┌──
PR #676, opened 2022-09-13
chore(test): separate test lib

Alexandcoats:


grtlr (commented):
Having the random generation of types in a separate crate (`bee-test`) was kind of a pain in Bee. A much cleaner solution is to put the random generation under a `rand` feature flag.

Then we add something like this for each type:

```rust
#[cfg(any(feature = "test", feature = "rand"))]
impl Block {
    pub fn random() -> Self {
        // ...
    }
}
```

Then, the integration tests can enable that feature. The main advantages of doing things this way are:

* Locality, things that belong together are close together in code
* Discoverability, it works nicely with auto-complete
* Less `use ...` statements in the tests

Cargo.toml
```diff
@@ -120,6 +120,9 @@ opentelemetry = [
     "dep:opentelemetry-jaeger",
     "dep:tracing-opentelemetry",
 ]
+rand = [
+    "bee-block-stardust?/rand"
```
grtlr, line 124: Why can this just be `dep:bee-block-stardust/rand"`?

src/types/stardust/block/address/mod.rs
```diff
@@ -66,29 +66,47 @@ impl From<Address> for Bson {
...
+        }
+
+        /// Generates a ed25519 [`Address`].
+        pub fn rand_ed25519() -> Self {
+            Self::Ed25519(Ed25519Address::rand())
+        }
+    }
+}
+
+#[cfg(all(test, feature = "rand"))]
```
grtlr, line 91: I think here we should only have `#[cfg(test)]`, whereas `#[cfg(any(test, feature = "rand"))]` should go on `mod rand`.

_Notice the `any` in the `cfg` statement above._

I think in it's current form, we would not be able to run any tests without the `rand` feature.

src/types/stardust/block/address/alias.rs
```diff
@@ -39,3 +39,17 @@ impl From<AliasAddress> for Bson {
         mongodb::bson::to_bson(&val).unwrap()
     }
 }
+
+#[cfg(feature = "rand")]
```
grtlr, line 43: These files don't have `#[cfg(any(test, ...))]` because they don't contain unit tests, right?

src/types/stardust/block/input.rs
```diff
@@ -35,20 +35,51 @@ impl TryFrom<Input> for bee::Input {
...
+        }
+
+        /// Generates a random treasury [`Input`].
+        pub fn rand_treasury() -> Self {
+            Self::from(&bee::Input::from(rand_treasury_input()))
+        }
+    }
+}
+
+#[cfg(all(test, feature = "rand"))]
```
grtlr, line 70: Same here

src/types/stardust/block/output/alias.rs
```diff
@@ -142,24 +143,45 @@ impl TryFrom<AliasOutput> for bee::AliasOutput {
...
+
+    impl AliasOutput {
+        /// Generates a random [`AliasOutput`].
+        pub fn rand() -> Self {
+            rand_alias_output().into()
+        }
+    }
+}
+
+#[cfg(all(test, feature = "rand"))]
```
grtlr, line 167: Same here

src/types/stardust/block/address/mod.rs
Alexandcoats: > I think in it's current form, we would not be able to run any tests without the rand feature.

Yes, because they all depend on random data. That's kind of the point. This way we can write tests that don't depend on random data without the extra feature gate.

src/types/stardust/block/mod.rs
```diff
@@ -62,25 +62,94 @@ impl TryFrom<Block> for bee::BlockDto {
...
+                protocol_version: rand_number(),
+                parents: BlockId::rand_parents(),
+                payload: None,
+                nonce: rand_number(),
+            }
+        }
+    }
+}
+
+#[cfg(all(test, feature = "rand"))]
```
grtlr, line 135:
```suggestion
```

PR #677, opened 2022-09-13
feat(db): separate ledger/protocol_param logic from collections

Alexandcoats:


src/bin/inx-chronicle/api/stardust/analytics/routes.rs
└──
TASK STATEMENT
In the records above, return only the line that contains "feat(db): separate ledger/protocol_param" and every line after it through the last, exactly as they appear.

RESPONSE BELOW
feat(db): separate ledger/protocol_param logic from collections

Alexandcoats:


src/bin/inx-chronicle/api/stardust/analytics/routes.rs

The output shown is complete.